- Film poster
- Directed by: Craig Moss
- Written by: Chad Israel; Emanuel Isler;
- Produced by: Sandra Siegal; Mark Benton Johnson;
- Starring: Callum Blue; Nadine Velazquez; Makenzie Moss; Erik LaRay Harvey;
- Cinematography: Paul Marschall
- Edited by: Josh Noyes
- Music by: Todd Haberman
- Production companies: Siegal Entertainment; MJ Films; Producer Capital Fund;
- Distributed by: Freestyle Releasing
- Release date: November 4, 2016;
- Running time: 90 minutes
- Country: United States
- Language: English

= The Charnel House (film) =

2016 film by Craig Moss

The Charnel House is a 2016 American supernatural horror dark fantasy film directed by Craig Moss and written by Chad Israel and Emanuel Isler. The film stars Callum Blue, Nadine Velazquez, Makenzie Moss, and Erik LaRay Harvey. It was released in theaters and on digital platforms on November 4, 2016, by Freestyle Releasing.

==Synopsis==
A long abandoned slaughterhouse is transformed into modern lofts in a re-gentrified urban neighborhood. Soon after tenants move in, they are tormented by a dark secret that has been trapped in the building for over 30 years.

==Cast==
- Callum Blue as Alex Reaves
- Nadine Velazquez as Charlotte Reaves
- Makenzie Moss as Mia Reaves
- Erik LaRay Harvey as Devin Pyles
- Alden Tab as Rupert
- Danielle Lauder as Emily Turner
- Andy Favreau as Jackson Davies
- Kate Linder as Aunt Rachel
- Neil Thackaberry as Blaine Cornish
- Joe Keery as Scott
- Patrick M. Walsh as Thomas Schect
- Neal Hodges as Devin's Father

==Production==
On June 30, 2015, it was announced that Callum Blue and Nadine Velazquez would star opposite Makenzie Moss and Erik LaRay Harvey in the film, with Craig Moss directing from a screenplay by Emanuel Isler and Chad Israel. Producers Sandra Siegal and Mark Benton Johnson re-teamed after working together previously on Miss Meadows.

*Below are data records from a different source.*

PR #821, opened 2026-07-03
Drop support for Python 3.9 (EOL since October 2025)

Pierre-Sassoulas:
The remaining 15 dependabot alerts could not be resolved while poetry.lock still solved for 3.9: every patched release (urllib3 2.7.0, cryptography 49.0.0, starlette 1.3.1, pytest 9.0.3, filelock 3.20.3, requests 2.33.0) requires Python >= 3.10, so the lock kept vulnerable 3.9 fallback pins. Follow-up to #819.

Also bumps ruff to `target-version = py310` and applies the new lint fixes.


poetry.lock
```diff
@@ -926,27 +723,13 @@ perf = ["ipython"]
...
-description = "brain-dead simple config-ini parsing"
-optional = false
-python-versions = ">=3.8"
-groups = ["main", "dev"]
-markers = "python_version == \"3.9\""
-files = [
-    {file = "iniconfig-2.1.0-py3-none-any.whl", hash = "sha256:9deba5723312380e77435581c6bf4935c94cbfab9b1ed33ef8d238ea168eb760"},
-    {file = "iniconfig-2.1.0.tar.gz", hash = "sha256:3abbd2e30b36733fee78f9c7f7308f2d0050e88f0087fd25c2645f63c773e1c7"},
-]
-
```
Pierre-Sassoulas, line 941: There was two entries for some value (as you can see there's an iniconfig entry for 2.3.0 below), this is why there's a lot of removal.

Pierre-Sassoulas:
@youtux the only way to fix the CVE was to drop python 3.9, or it's impossible to upgrade (urllib 2.6.3 does not support python 3.9 for example)

pyproject.toml
```diff
@@ -74,7 +73,7 @@ build-backend = "poetry.core.masonry.api"
 
 [tool.ruff]
 line-length = 120
-target-version = "py39"
+target-version = "py310"
```
webknjaz: This is inferred from the project table above by default. No need to duplicate the same info.
```suggestion
```

Pierre-Sassoulas: Indeed, thank you for the review !

Pierre-Sassoulas:
Would also need a setting change to not require the python 3.9 job anymore

webknjaz:
> Would also need a setting change to not require the python 3.9 job anymore

Integrate alls-green instead?

Pierre-Sassoulas:
I added 3.14 and removed 3.9 in required job, I don't know about all green, could be a separate MR.

poetry.lock
```diff
@@ -394,135 +378,13 @@ files = [
 ]
 markers = {main = "sys_platform == \"win32\"", build = "os_name == \"nt\""}
 
-[[package]]
-name = "coverage"
```
youtux, line 398: Why?

poetry.lock
```diff
@@ -1666,39 +1381,13 @@ files = [
     {file = "pyproject_hooks-1.2.0.tar.gz", hash = "sha256:1e859bd5c40fae9448642dd871adf459e5e2084186e8d2c2a79a824c970da1f8"},
 ]
 
-[[package]]
-name = "pytest"
```
youtux, line 1670: Why?

poetry.lock
```diff
@@ -2183,33 +1811,7 @@ files = [
     {file = "tomli-2.3.0-py3-none-any.whl", hash = "sha256:e95b1af3c5b07d9e643909b5abbec77cd9f1217e6d0bca72b0234736b9fb1f1b"},
     {file = "tomli-2.3.0.tar.gz", hash = "sha256:64be704a875d2a59753d80ee8a533c3fe183e3f06807ff7dc2232938ccb01549"},
 ]
-markers = {main = "python_version < \"3.11\"", build = "python_version < \"3.11\"", dev = "python_full_version <= \"3.11.0a6\""}
-
-[[package]]
-name = "tox"
```
youtux, line 2189: Why?

pyproject.toml
```diff
@@ -74,7 +73,6 @@ build-backend = "poetry.core.masonry.api"
 
 [tool.ruff]
 line-length = 120
-target-version = "py39"
```
youtux, line 77: We should replace with 3.10 target

youtux (changes requested):

poetry.lock
Pierre-Sassoulas: https://github.com/pytest-dev/pytest-bdd/pull/821#discussion_r3517771745

 (same for all the removal)

pyproject.toml
Pierre-Sassoulas: I initially did, but see the previous review ruff is using a sensible default value.

poetry.lock
Pierre-Sassoulas: Due to python 3.9 requiring specific version for each interpreter.

youtux: But we dropped Python 3.9...

poetry.lock
```diff
@@ -394,135 +378,13 @@ files = [
...
-toml = ["tomli ; python_full_version <= \"3.11.0a6\""]
-
 [[package]]
 name = "coverage"
 version = "7.12.0"
 description = "Code coverage measurement for Python"
 optional = false
 python-versions = ">=3.10"
 groups = ["dev"]
-markers = "python_version >= \"3.10\""
```
Pierre-Sassoulas, line 525: As you can see here we're dropping the python version specifier for coverage 7.12.0, and we removed the coverage specific to python 3.9 (7.10.7), so we only have coverage 7.12.0 for all supported interpreters now.

poetry.lock
Pierre-Sassoulas: Yes, so we're dropping the coverage version that was used only for python 3.9, see here for the remaining coverage version: https://github.com/pytest-dev/pytest-bdd/pull/821#discussion_r3525340464

youtux (approved):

The music was composed by Todd Haberman.

The film was shot in Cleveland, Ohio in 18 days.

==Reception==

Noel Murray of the Los Angeles Times stated, "But while the cast is talented and the tone is classy, The Charnel House never develops any momentum. The movie puts fright on the back burner to tease out a mystery that proves to be too profoundly idiotic to be worth all the bother." Tom Keogh of The Seattle Times gave the film 2 stars out of 4 and observed that it "moves along fairly briskly, drawing on bits of inspiration from The Shining and Poltergeist, while adding an interesting twist to a doppelgänger theme." Maitland McDonagh of Film Journal International wrote, "The Charnel House doesn't break any conspicuously new ground, but the setting is distinctive and writers Emanuel Isler and Chad Israel make good use of the idea that the building's pervasive tech is also a portal to the kind of otherworldly things." Aaron B. Peterson of The Hollywood Outsider described the film as "an intriguing thriller with a novel concept, carried forward by a bold and focused performance from its lead."